These are the first two verses from one of my favorite poems. I learned it in school as a young teenager in England; sounded to my ears for the first time by Mr. Evans, my baritone English teacher who happened to be Welsh. There are not too many I remember but Keats was one of my favorites. He lived for a brief time in the literature paradise of Hampstead Heath which is not too far from the county in which I grew up, Hertfordshire. Last summer I visited Keats's house on the heath. He was of very modest means and rented it for a time before his tuberculosis became so acute he moved to Rome for the warmer, dryer climate. A few years ago I had seen the home he occupied there, above the Spanish steps of the Piazza di Spagna, which contained one of the tiniest and most lovely shops I'd ever seen, selling just gloves. Luscious.

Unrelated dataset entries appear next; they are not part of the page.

PR #17318, opened 2026-05-16
ci: adopt lychee for docs validation

reubeno:
Adopts [lychee](https://github.com/lycheeverse/lychee) for validation of links in .md files and similar. We choose to run in offline mode for now, and only validate *local* files. This is a more conservative option for that avoids trying to access arbitrary internet locations. It will still catch broken inter-.md links in docs, readmes, etc.

> NOTE: We also disable review of rendered content under `specs`.

A sample local run (without verbosity) looks like this:

image

For reference, `azldev` also uses `lychee` in CI workflows.

### DIFF
--- a/lychee.toml
+++ b/lychee.toml
@@ -1,0 +1,4 @@
+exclude_path = [
+   # Exclude validation of links in rendered specs/content.
+   "(^|/)specs/" 
+]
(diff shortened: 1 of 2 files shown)


lychee.toml
```diff
@@ -0,0 +1,4 @@
+exclude_path = [
+   # Exclude validation of links in rendered specs/content.
+   "specs/.*"
```
christopherco: suggestion(non-blocking): consider anchoring the regex to avoid future possibility of overmatching the exclude. Something like `(^|/)specs/"` should work

christopherco (approved):

PR #17327, opened 2026-05-17
remove nv-codec-headers

christopherco:
## Summary

Removes `nv-codec-headers` from the distro. It ships only FFmpeg's NVIDIA
NVENC/NVDEC header shims and has no remaining consumer in AZL — the sole
user was `gnome-remote-desktop`'s RDP backend (NVENC hardware-encode path),
which AZL builds with `build.without = ["rdp"]` because we don't ship opus.

## Changes

Split into two bisectable commits:

1. **`fix(gnome-remote-desktop): drop pkgconfig(ffnvcodec) BR`**
   Upstream gnome-remote-desktop carries an unconditional
   `BuildRequires: pkgconfig(ffnvcodec)` outside the `%if %{with rdp}`
   block, even though the dependency is only used by the RDP backend.
   Adds a `spec-remove-tag` overlay that strips the line so the package
   can build after nv-codec-headers is gone.

2. **`chore(nv-codec-headers): remove component`**
   Removes the component definition (`base/comps/components.toml`),
   lock file (`locks/nv-codec-headers.lock`), and rendered spec
   (`specs/n/nv-codec-headers/`).

Fixes: [AB#19728](https://dev.azure.com/mariner-org/36d030d6-1d99-4ebd-878b-09af1f4f722f/_workitems/edit/19728)


reubeno (approved):

martian56 (commented):
Nice work!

I found this poem in an old letterpress dual-volume I bought here in Santa Fe. Inside the front cover lays a book label with a crest which reads in Spanish, Honor is my guide. The name on the crest is Frederic Perry Lousada of Her Majesty's 84th Regiment, which seemed to have been formed from the Royal Highland Immigrants' regiment during the war between the British and the Colonials in 1775; and was known as the 84 Regiment on Foot. Through additional searching I see Lousada may have lived circa 1858, not forty years after John Keats' passing. This book was published in 1904, so perhaps he enjoyed it as a retired gentleman soldier. How the books came to be in Santa Fe remains a mystery.